4 out of 5 stars A fascinating keyhole through which to view hitherto virtually unknown lives...   August 4, 2006
Jazz It Up Baby
Land Beyond the River provides one of the most vivid pictures available of the complex relationship between religion and society in Central Asia. Whitlock, as Martha Olcott of the Carnegie Endowment for International Peace said, a BBC journalist who lived in Tashkent, which she used as a base to report on the region, offers a highly personalized history of Central Asia. Her vehicle is exploring the lives of two "witnesses" whose lives stretched through the decades of Soviet rule: Muhammadjan Hindustani, a cleric from Kokand who lived out his life in Dushanbe, and Sadr-e Zia, an intellectual from Bukhara. She uses their own words, the memories of their families, and accounts of more recent prominent figures whose activities were in some way touched by one or another of these men.

Whitlock is an excellent journalist who developed relationships of great trust with the people who turned over their family materials to her. In the case of Sadr-e Zia, a lot of the material Whitlock used was being edited for publication at the time her book went to press, but she is more vague about the written record that informs her discussion of Hindustani. This is not surprising, given that the Tajik cleric was forced to work and teach in semi-secrecy until nearly his very last days, in 1989 when Mikail Gorbachev's policies of glasnost' (openness) changed state attitudes toward religion.

Working in what must have been conditions of partial (or even near total) secrecy while living in Central Asia, Whitlock does not seem to have been given a full portrait of Hindustani, who actually played an even greater role in training many of today's clerics and setting the tone for current religious debates than Whitlock credits him.
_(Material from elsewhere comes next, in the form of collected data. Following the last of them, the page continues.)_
PR #3647, opened 2018-12-06
Empty process' working sets to try and free some memory

mfranciszkiewicz:


.gitignore
```diff
@@ -23,6 +23,7 @@ ui_*.py
 
 # Rust
 rust/golem/target/*
+rust/golem/Cargo.lock
```
Wiezzel: This should **not** be ignored but committed. ([Ref](https://doc.rust-lang.org/cargo/faq.html#why-do-binaries-have-cargolock-in-version-control-but-not-libraries))

Wiezzel (dismissed):
Please restore `Cargo.lock`

mfranciszkiewicz:
@Wiezzel I'm unsure how the conditional dependencies will be handled on other OSes though

golem/docker/hypervisor/hyperv.py
```diff
@@ -48,13 +47,23 @@ def __init__(self, *args, **kwargs):
...
     def start_vm(self, name: Optional[str] = None) -> None:
+
+        if not self._check_memory():
+            try:
+                from golem.os import windows_empty_working_sets
+                windows_empty_working_sets()
+            except (ImportError, OSError) as e:
+                logger.error('Unable to free memory: %r', e)
+
         constr = self.constraints()
```
maaktweluit, line 68: this can be done first, so it is only done once

`empty_..()` will not change the VM configuration so 1x is enough

golem/docker/hypervisor/hyperv.py
```diff
@@ -226,12 +234,9 @@ def create_volumes(self, binds: Iterable[DockerBind]) -> dict:
             for bind in binds
         }
 
-    def pad_memory(self, memory: int) -> int:
```
maaktweluit, line 243: is this meant to be no longer done on `build_config`?

maaktweluit (approved):
LGTM!

2 small comments, will approve on reply

maaktweluit (changes requested):
Oops, selected the wrong option by accident

golem/docker/hypervisor/hyperv.py
mfranciszkiewicz: Well, it's clearer when `pad_memory` doesn't do more than its name says. Besides, I can see no benefit in storing a volatile configuration - it will almost always differ from user's settings and cause a VM restart.

Actually, there is one more thing to do for comparing configurations - to make them aware of padding.

maaktweluit: fully agree

and since start_vm is called after build_config the free check is still done

resolved

golem/docker/hypervisor/hyperv.py
```diff
@@ -226,12 +233,9 @@ def create_volumes(self, binds: Iterable[DockerBind]) -> dict:
...
+    def _memory_cap(self, memory: int) -> int:
         max_mem_in_mb = self._get_max_memory()
```
Wiezzel, line 256: I dunno how costly it is to call `_get_max_memory()` but if it takes long we could get rid of this call (we already retrieve the max memory in `_check_memory()`). This however would probably make our code uglier so only if `_get_max_memory()` is really costly.

rust/golem/src/os/windows.rs
```diff
@@ -0,0 +1,84 @@
...
+    pub fn new() -> Self {
+        Processes {
+            array: [0; MAX_PROCESS_COUNT],
+            count: 0,
+        }
+    }
+
+    pub fn enumerate(&mut self) -> Result<(), OSError> {
+        // A pointer to an array that receives the list of process identifiers
+        let lpid_process = &mut self.array[0];
```
Wiezzel, line 32: This name is kinda cryptic. Why not simply `process_ids`?

rust/golem/src/os/windows.rs
```diff
@@ -0,0 +1,84 @@
...
+        // The size of the pProcessIds array, in bytes
```
Wiezzel: What is `pProcessIds` array? Do you mean `lpid_process`?

rust/golem/src/os/windows.rs
```diff
@@ -0,0 +1,84 @@
...
+        let cb: DWORD = (size_of::<DWORD>() * MAX_PROCESS_COUNT) as DWORD;
+        // The number of bytes returned in the pProcessIds array
+        let mut cb_needed: DWORD = 0;
+        // A pointer to the number of bytes returned
+        let lpcb_needed: LPDWORD = &mut cb_needed;
```
Wiezzel, line 38: Can't we just use `cb_needed`? Creating a separate variable for the reference kinda obscures the code for me.

rust/golem/src/os/windows.rs
Wiezzel: Okay, I see now that this is WinAPI's Hungarian convention. But do we really need to follow it? It's totally confusing for me.

rust/golem/src/os/windows.rs
```diff
@@ -0,0 +1,84 @@
...
+
+impl Processes {
+    pub fn new() -> Self {
+        Processes {
+            array: [0; MAX_PROCESS_COUNT],
+            count: 0,
+        }
+    }
+
+    pub fn enumerate(&mut self) -> Result<(), OSError> {
```
Wiezzel: `enumerate` seems like a name of a function that returns some iterator. Maybe just `init`? Or even put this in `new`?

rust/golem/src/os/windows.rs
```diff
@@ -0,0 +1,84 @@
...
+                return Err(OSError::new("Unable to enumerate processes"));
+            }
+
+            self.count = (*lpcb_needed) / size_of::<DWORD>() as u32;
+        }
+
+        Ok(())
+    }
+
+    pub fn open(&self, idx: usize) -> HANDLE {
```
Wiezzel: I'd go with a name like `get_process_handle` instead of `open`.

rust/golem/src/os/windows.rs
```diff
@@ -0,0 +1,84 @@
...
+        let id = self.array[idx];
+        if id == 0 {
+            return NULL;
+        }
+
+        unsafe {
+            OpenProcess(
+                PROCESS_QUERY_INFORMATION | PROCESS_VM_READ | PROCESS_ALL_ACCESS,
```
Wiezzel: Doesn't `PROCESS_ALL_ACCESS` cover all permissions? If so why use the other two flags?

golem/docker/hypervisor/hyperv.py
```diff
@@ -48,13 +47,22 @@ def __init__(self, *args, **kwargs):
         super().__init__(*args, **kwargs)
         self._vm_utils = VMUtils()
 
-
     def start_vm(self, name: Optional[str] = None) -> None:
         constr = self.constraints()
+
+        if not self._check_memory(constr):
+            try:
```
Wiezzel, line 73: Maybe add some `logger.info()` here to inform about the performed operation?

maaktweluit (approved):

golem/docker/hypervisor/hyperv.py
```diff
@@ -48,13 +47,22 @@ def __init__(self, *args, **kwargs):
...
+                from golem.os import windows_ews
+                windows_ews()
+            except (ImportError, OSError) as e:
+                logger.error('Unable to free memory: %r', e)
```
Wiezzel: Using `logger.exception()` you don't need to pass the error explicitly. Just a convenience.

rust/golem/src/os/windows.rs
```diff
@@ -0,0 +1,82 @@
...
+use winapi::shared::ntdef::HANDLE;
+use winapi::shared::ntdef::NULL;
+use winapi::um::processthreadsapi::OpenProcess;
+use winapi::um::psapi::EmptyWorkingSet;
+use winapi::um::psapi::EnumProcesses;
+use winapi::um::winnt::PROCESS_ALL_ACCESS;
+use winapi::um::winnt::PROCESS_QUERY_INFORMATION;
+use winapi::um::winnt::PROCESS_VM_READ;
+
+const MAX_PROCESS_COUNT: usize = 2048;
```
Wiezzel, line 15: What will happen if there are more? Will `EnumProcesses` fail or just limit the result?

Wiezzel (commented):
I have some doubts about naming conventions used in the Rust code.

rust/golem/src/os/windows.rs
mfranciszkiewicz: Taken straight from ms docs, will update

rust/golem/src/os/windows.rs
mfranciszkiewicz: It will limit the result

golem/docker/hypervisor/hyperv.py
mfranciszkiewicz: I don't believe it's something we should optimize for, even if it takes 20ms.

rust/golem/src/os/windows.rs
mfranciszkiewicz: I cannot see why it obscures code since it strictly follows the API and naming conventions.

rust/golem/src/os/windows.rs
mfranciszkiewicz: Sure, I can rename it. It's called `enumerate` because the main thing it does is call `EnumProcesses`

rust/golem/src/os/windows.rs
mfranciszkiewicz: Same as above - it calls `OpenProcess`

rust/golem/src/os/windows.rs
Wiezzel: I just meant that maybe we don't need a separate variable just to hold a reference to another variable. We could inline it. But if you feel like it's necessary feel free to ignore this remark.

Wiezzel (approved):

For this reason, the book is more a fascinating keyhole through which to view hitherto virtually unknown lives than a scholarly contribution.



2 out of 5 stars A Dry Work Under the Guise of a Novel   November 10, 2006
drwoodblock (Austin, TX)
0 out of 3 found this review helpful

This was a book that I had to read for a sociology class on Central Asia. Out professor said that we were reading it as a break from our technical reading and that it would be enjoable as it was supposedly a good novel.

When I started reading this thing I found that it was nothing like a decent novel. It is simply a narrative of a handful (around 5 if I remember) character's lives and all the people they meet, things they do, etc. during a pretty interesting period of history. While the history is interesting and you can learn a lot from this book, I warn you that it is a very dry read, filled with names, dates, places, etc.

Don't get this if you want an engrossing, entertaining read. That's it.